Top of DATA EXTRACTS

PR #15752, opened 2015-06-11
[DO NOT MERGE] First draft of the org member controller

ryanpbrewster:
MobileOrganizationMembershipController and OrganizationView mostly

@leogrim @Colin-Lane

### DIFF
--- a/kifi-backend/modules/common/app/com/keepit/model/Organization.scala
+++ b/kifi-backend/modules/common/app/com/keepit/model/Organization.scala
@@ -20,7 +20,7 @@ case class Organization(
     seq: SequenceNumber[Organization] = SequenceNumber.ZERO,
     name: String,
     description: Option[String] = None,
-    ownerId: Id[User],
+    val ownerId: Id[User],
     handle: Option[PrimaryOrganizationHandle]) extends ModelWithPublicId[Organization] with ModelWithState[Organization] with ModelWithSeqNumber[Organization] {
 
   override def withId(id: Id[Organization]): Organization = this.copy(id = Some(id))
--- a/kifi-backend/modules/shoebox/app/com/keepit/controllers/mobile/MobileOrganizationInviteController.scala
+++ b/kifi-backend/modules/shoebox/app/com/keepit/controllers/mobile/MobileOrganizationInviteController.scala
@@ -1,0 +1,88 @@
+package com.keepit.controllers.mobile
+
+import com.google.inject.Inject
+import com.keepit.commanders.UserCommander
+import com.keepit.common.controller._
+import com.keepit.common.crypto.{ PublicIdConfiguration, PublicId }
+import com.keepit.common.db.{ ExternalId, Id }
+import com.keepit.common.store.ImageSize
+import com.keepit.heimdal.HeimdalContextBuilderFactory
+import com.keepit.model._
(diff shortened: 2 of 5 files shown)


kifi-backend/modules/common/app/com/keepit/model/Organization.scala
```diff
@@ -20,7 +20,7 @@ case class Organization(
     seq: SequenceNumber[Organization] = SequenceNumber.ZERO,
     name: String,
     description: Option[String] = None,
-    ownerId: Id[User],
+    val ownerId: Id[User],
```
andrewconner, line 23: Was this added intentionally?

kifi-backend/modules/shoebox/app/com/keepit/controllers/mobile/MobileOrganizationInviteController.scala
```diff
@@ -0,0 +1,88 @@
...
+import com.keepit.heimdal.HeimdalContextBuilderFactory
+import com.keepit.model._
+import com.keepit.shoebox.controllers.LibraryAccessActions
+import play.api.libs.json._
+
+import scala.concurrent.Future
+import scala.util.{ Failure, Success }
+
+class MobileOrganizationInviteController @Inject() ()
+/*
```
andrewconner, line 18: I know you're still going at it, but as a general rule, we prefer not to commit commented code. Either we want it running, or don't. Code you're removing can always be brought back through git.

kifi-backend/modules/shoebox/app/com/keepit/model/OrganizationView.scala
```diff
@@ -0,0 +1,18 @@
...
+final case class MaybeOrganizationMember(member: Either[BasicUser, BasicContact], access: Option[OrganizationAccess], lastInvitedAt: Option[DateTime])
+final case class OrganizationFail(status: Int, message: String)
+
+object MaybeOrganizationMember {
+  implicit val writes = Writes[MaybeOrganizationMember] { maybeMember =>
+    val identityFields = maybeMember.member.fold(user => Json.toJson(user), contact => Json.toJson(contact)).as[JsObject]
+    val relatedFields = Json.obj("membership" -> maybeMember.access, "lastInvitedAt" -> maybeMember.lastInvitedAt)
+    json.minify(identityFields ++ relatedFields)
+  }
+}
```
ryanpbrewster, line 18: @Colin-Lane suggested I use "@json" or the "implicit val format" style to get MaybeOrganizationMember to JSON

kifi-backend/modules/common/app/com/keepit/model/Organization.scala
ryanpbrewster, line 23: Yeah, I added this because I am going to need to check if a user is the owner of an Organization.

After the discussion we just had about OrganizationAccess, maybe that needs to be a bit more involved.

kifi-backend/modules/shoebox/app/com/keepit/controllers/mobile/MobileOrganizationInviteController.scala
ryanpbrewster, line 18: I'll make sure this commit is squashed before I merge anything into the code base.

PR #15755, opened 2015-06-11
invalidating probabilistic experiment generator cache

stkem:
Had to make a manual DB change to create an unconditional probabilistic
experiment. After this is deployed 30% of users (independently, so
there will be overlap) will get the next_gen_recos, reco_subsample, or
apply_reco_feedback experiments.

@yingjieMiao


yingjieMiao:
good luck with the experiment!

PR #15757, opened 2015-06-11
refact keep importer

yingjieMiao:
@andrewconner 

didn't really find the bug yet. but factored quite a bit along the way. This should have no logic change, just wrap things into helper functions (so that we don't have to worry about so many intermediate variables).


andrewconner:
Great, looks good to me

yingjieMiao:
will give it a try and keep an eye on it.

PR #15760, opened 2015-06-12
Fixed a minor bug with the ip cluster cron job

ryanpbrewster:


kifi-backend/modules/shoebox/app/com/keepit/shoebox/cron/UserIpAddressClusterCron.scala
```diff
@@ -42,14 +42,14 @@ class UserIpAddressClusterCronPluginImpl @Inject() (
 
   override def enabled: Boolean = true
   override def onStart() {
-    val every5Minutes = "0 5 0 * * ?"
-    cronTaskOnLeader(quartz, actor.ref, every5Minutes, SearchForClusters(Period.minutes(5), 1))
+    val every5Minutes = "0 5 * * * ?"
+    cronTaskOnLeader(quartz, actor.ref, every5Minutes, SearchForClusters(Period.minutes(5), numClusters = 1))
```
yingjieMiao, line 46: this runs every hour (5 minutes passed the hour). If you want every 5 minutes, you may need something like `0 0/5 * * * ?`

c.f. http://www.quartz-scheduler.org/documentation/quartz-1.x/tutorials/crontrigger

ryanpbrewster, line 46: Ah, I was wrong again. That cron job is just for testing though, so once an hour should be fine. I'll remove that as soon as I'm satisfied it works.

PR #15762, opened 2015-06-12
Creating traits for LibraryCommander and LibraryInviteCommander

andrewconner:
@yingjieMiao @stkem @leogrim @eishay

You wouldn't believe how much faster this makes compilation.

Traits for large classes are great:
1. They serve as a table of contents for a large classes and form a contract for method signatures.
2. Aid in refactoring. Easy to know what my contracts are if I'm locked into a trait.
3. Speeds up compilation, since signatures are locked and the class constructor doesn't change based on dependency injection changes (one of the downsides of Guice).
4. Make it easier to encapsulate public vs private methods.

If everyone agrees, I will be converting our existing commanders to this pattern over time. If anyone wants to help, this makes it a pretty easy process (leaving cleaning up for later):

``` scala
def genTrait(filename: String) = {
  import scala.io.Source
  val name = filename.drop(filename.lastIndexOf('/')+1).dropRight(6)
  val lines = Source.fromFile(filename).getLines().dropWhile(!_.contains(s"class $name"))
  val methods = lines.filter(_.indexOf("  def ") == 0).map(_.reverse.dropWhile(c => c != '=').drop(1).reverse).mkString("\n")
  val t = s"""
@ImplementedBy(classOf[${name}Impl])
trait $name {
  // todo: For each method here, remove if no one's calling it externally, and set as private in the implementation
$methods
}
  """
  println(t)
}
```

### DIFF
--- a/kifi-backend/modules/shoebox/angular/README.md
+++ b/kifi-backend/modules/shoebox/angular/README.md
@@ -4,7 +4,7 @@
 
 You need to [download](http://nodejs.org/download/) and install node.js.
 
-###1.2. Install node dependencies
+###1.2. Install dev dependencies
 
 After successfully installing node.js, type `npm install` in terminal, and it will start downloading all package depenendencies for development under `node_modules/`.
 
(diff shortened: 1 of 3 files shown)


andrewconner:
Starting project for Max? Boring, but...

yingjieMiao:
:+1:

yingjieMiao:
even after refactoring, the table of content is too big for my taste, which can be subjective.

andrewconner:
Yep, it is. And it's easy to see, and perhaps refactor.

Bottom of DATA EXTRACTS

● **TASK DIRECTIONS**
Above are the records. Copy the lines beginning at the one that has "experiment. After this" and ending with the one that has "PR #15760, opened 2015-06-12", unchanged.

● **WRITTEN SOLUTION**
experiment. After this is deployed 30% of users (independently, so
there will be overlap) will get the next_gen_recos, reco_subsample, or
apply_reco_feedback experiments.

@yingjieMiao


yingjieMiao:
good luck with the experiment!

PR #15757, opened 2015-06-11
refact keep importer

yingjieMiao:
@andrewconner 

didn't really find the bug yet. but factored quite a bit along the way. This should have no logic change, just wrap things into helper functions (so that we don't have to worry about so many intermediate variables).


andrewconner:
Great, looks good to me

yingjieMiao:
will give it a try and keep an eye on it.

PR #15760, opened 2015-06-12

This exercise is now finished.